Name | specifications |
TinkerCliffs | 316 Nodes*128 Cores(AMD EPYC ROME)+16 Nodes*96 Cores (Intel Cascade Lake-AP) |
infer | 16 Nodes*32 cores(Skylake)+ 1 NVIDIA T4(2560 CUDA+320 tensor cores) 40 Nodes*28 cores(Broadwell)+ 2 NVIDIA P100(3560 CUDA) 40 Nodes*24 cores(Skylake)+ 2 NVIDIA V100(5120 CUDA+640 tensor cores) |
Access
You can use the following line to login to the arc server, please be reminded that you don’t have access to the server off campus unless you connect to the school’s proxy.
ssh user@infer1.arc.vt.edu;
ssh user@tinkercliffs1.arc.vt.edu;
ssh user@tinkercliffs2.arc.vt.edu;
When you input your pid as well as password which is the credential for logging in your vt services, you will be called on your phone for 2 factor authentication, you only need to pick up the call and then press a key, here’s the output after logged in.
+---------------------------------------------------------------------------+
| This computer is the property of Virginia Polytechnic Institute and State |
| University. Use of this equipment implies agreement to the university’s |
| Acceptable Use Policy (Policy 7000). For more information, please visit: |
| https://vt.edu/acceptable-use.html |
+---------------------------------------------------------------------------+
+---------------------------------------------------------------------------+
| NOTE: VT Enterprise Directory Password authentication requires a DUO |
| second factor challenge. After your password is provided, you |
| will receive a DUO challenge. |
+---------------------------------------------------------------------------+
use “screen” command to detach and attach shell for running the server so that you don’t have to worry about the incidents like sudden loss of network and the time consuming commands are no longer running on the ARC server. After logging in to the server, public key could be added to the authorized_keys
file so that it is easier to log in without passwords.
Software Setup
This section is placed on top of the article since a user should know what to do with a specific kind of software. It would thus be more logical to understand submitting customized jobs to the cluster based on the specific version of software based computing task. In addition, this section, the command module
is introduced which is really helpful for submitting jobs as well as managing tasks.

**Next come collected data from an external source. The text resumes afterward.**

PR #5226, opened 2026-03-04
Fix IceBox ServiceManagerI observer notification bugs

pepone:
- C++: Catch CommunicatorDestroyedException in addObserver to prevent unhandled exception propagating to the client during shutdown
- Java: Use break instead of observerFailed in servicesStarted and servicesStopped catch blocks to avoid ConcurrentModificationException from removing observers during iteration

### DIFF
--- a/csharp/src/iceboxnet/ServiceManagerI.cs
+++ b/csharp/src/iceboxnet/ServiceManagerI.cs
@@ -762,6 +762,10 @@ internal class ServiceManagerI : ServiceManagerDisp_, IDisposable
             {
                 await observer.servicesStartedAsync(services).ConfigureAwait(false);
             }
+            catch (Ice.CommunicatorDestroyedException)
+            {
+                // Expected during shutdown if the observer's communicator is destroyed.
+            }
             catch (System.Exception ex)
             {
                 removeObserver(observer, ex);
@@ -786,6 +790,10 @@ internal class ServiceManagerI : ServiceManagerDisp_, IDisposable
             try
             {
                 await observer.servicesStoppedAsync(services).ConfigureAwait(false);
+            }
+            catch (Ice.CommunicatorDestroyedException)
+            {
+                // Expected during shutdown if the observer's communicator is destroyed.
             }
             catch (System.Exception ex)
             {


cpp/src/IceBox/ServiceManagerI.cpp
```diff
@@ -306,7 +306,14 @@ IceBox::ServiceManagerI::addObserver(ServiceObserverPrx observer) // NOLINT(perf
...
         if (activeServices.size() > 0)
         {
-            observer->servicesStartedAsync(activeServices, nullptr, makeObserverCompletedCallback(observer));
+            try
+            {
+                observer->servicesStartedAsync(activeServices, nullptr, makeObserverCompletedCallback(observer));
+            }
+            catch (const CommunicatorDestroyedException&)
+            {
+                _observers.erase(observer);
```
pepone, line 315: We do this in the C# and Java versions. Not very important but I think is clear to have the same behavior in all 3 implementations.

java/src/com.zeroc.icebox/src/main/java/com/zeroc/IceBox/ServiceManagerI.java
```diff
@@ -613,7 +613,8 @@ private void servicesStarted(List<String> services, Set<ServiceObserverPrx> obse
                                 return null;
                             });
                 } catch (CommunicatorDestroyedException ex) {
-                    observerFailed(observer, ex);
+                    // Expected during shutdown if the observer's communicator is destroyed.
+                    break;
```
pepone, line 617: We don't want to modify `_observers` when CommunicatorDestroyedException is thrown synchronously while we are iterating it.

bernardnormier: If you look at the corresponding C++ and C# code:
 - in C++, we catch and ignore CommunicatorDestroyedException
 - in C#, we handled like other exceptions and call observerFailed that removes the observer from the dictionary

It's correct in C# because iterators support entry removal; however, I think we should make the code consistent across languages and also ignore CommunicatorDestroyedException in C#.

PR #5227, opened 2026-03-04
Fix IceBridge handling for CommunicatorDestroyedException

pepone:


cpp/src/IceBridge/IceBridge.cpp
```diff
@@ -419,11 +419,10 @@ BridgeI::ice_invokeAsync(
                     { self->outgoingSuccess(bridgeConnection, std::move(outgoing)); },
                     [self, bridgeConnection](auto ex) { self->outgoingException(bridgeConnection, ex); });
             }
-            catch (const std::exception&)
+            catch (const Ice::CommunicatorDestroyedException&)
             {
-                _connections.erase(current.con);
-                bridgeConnection->outgoingException(current_exception());
-                error(current_exception());
+                // The only exception thrown synchronously should be CommunicatorDestroyedException,
```
pepone, line 424: No point in doing this cleanup if the services is being shutdown.

Removing the connection here is problematic if `BridgeI::closed` is later call (from the connection close callback) as it expect the connection to be present.

PR #5232, opened 2026-03-05
Update Slice files for compatibility with IceRPC

pepone:


slice/Ice/Identity.ice
```diff
@@ -16,6 +16,9 @@
 [["js:module:@zeroc/ice"]]
 
 /// The Ice RPC framework.
```
bernardnormier, line 18: This comment is a bit confusing, but correct. It's the doc-comment for the Doxygen Ice module.

PR #5248, opened 2026-03-16
Update slice2cs for IceRPC to use IceRpc.Ice.Codec

bernardnormier:
This is the companion PR for https://github.com/icerpc/icerpc-csharp/pull/4310

### DIFF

module is based on the easybuild framework1. The man page can also be found here2.
https://video.vt.edu/media/Building+Custom+Software+Modules+Manually+on+ARC%27s+Resources/1_ylh24w9q
I use python as an example on how to setup the software.
Python Environment as an example
[user@server ~]$ setup_app --help
setup_app: Setup directory/modulefile for custom software installation
Usage: setup_app package version
Options:
--base dir,--base=dir Specify other directory for installation
--system System-wide install in /apps (arc personnel only, overridden by --base)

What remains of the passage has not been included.